### Work order
An exact copy of the listing is what is needed; please output it in full.

====== Information ======

PR #375, opened 2020-11-23
Fixes, updates for averaging and scan mechanics on Agilent8722ES

alexmcnabb:
This instrument was previously not working but seems to now. I also changed how the scan detects when it has finished, this will let longer scans happen without timing out.

### DIFF
--- a/pymeasure/adapters/adapter.py
+++ b/pymeasure/adapters/adapter.py
@@ -90,6 +90,9 @@ class Adapter(object):
                     # Need to cast to float first since results are usually
                     # strings and bool of a non-empty string is always True
                     results[i] = bool(float(result))
+                elif cast == int:
+                    # int() can't handle strings with decimals or scientific notation
+                    results[i] = int(float(result))
                 else:
                     results[i] = cast(result)
             except Exception:
--- a/pymeasure/adapters/adapter.py
+++ b/pymeasure/adapters/adapter.py
@@ -90,9 +90,6 @@ class Adapter(object):
                     # Need to cast to float first since results are usually
                     # strings and bool of a non-empty string is always True
                     results[i] = bool(float(result))
-                elif cast == int:
-                    # int() can't handle strings with decimals or scientific notation
-                    results[i] = int(float(result))
                 else:
                     results[i] = cast(result)
             except Exception:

======

### Task solution
PR #375, opened 2020-11-23
Fixes, updates for averaging and scan mechanics on Agilent8722ES

alexmcnabb:
This instrument was previously not working but seems to now. I also changed how the scan detects when it has finished, this will let longer scans happen without timing out.

### DIFF
--- a/pymeasure/adapters/adapter.py
+++ b/pymeasure/adapters/adapter.py
@@ -90,6 +90,9 @@ class Adapter(object):
                     # Need to cast to float first since results are usually
                     # strings and bool of a non-empty string is always True
                     results[i] = bool(float(result))
+                elif cast == int:
+                    # int() can't handle strings with decimals or scientific notation
+                    results[i] = int(float(result))
                 else:
                     results[i] = cast(result)
             except Exception:
--- a/pymeasure/adapters/adapter.py
+++ b/pymeasure/adapters/adapter.py
@@ -90,9 +90,6 @@ class Adapter(object):
                     # Need to cast to float first since results are usually
                     # strings and bool of a non-empty string is always True
                     results[i] = bool(float(result))
-                elif cast == int:
-                    # int() can't handle strings with decimals or scientific notation
-                    results[i] = int(float(result))
                 else:
                     results[i] = cast(result)
             except Exception:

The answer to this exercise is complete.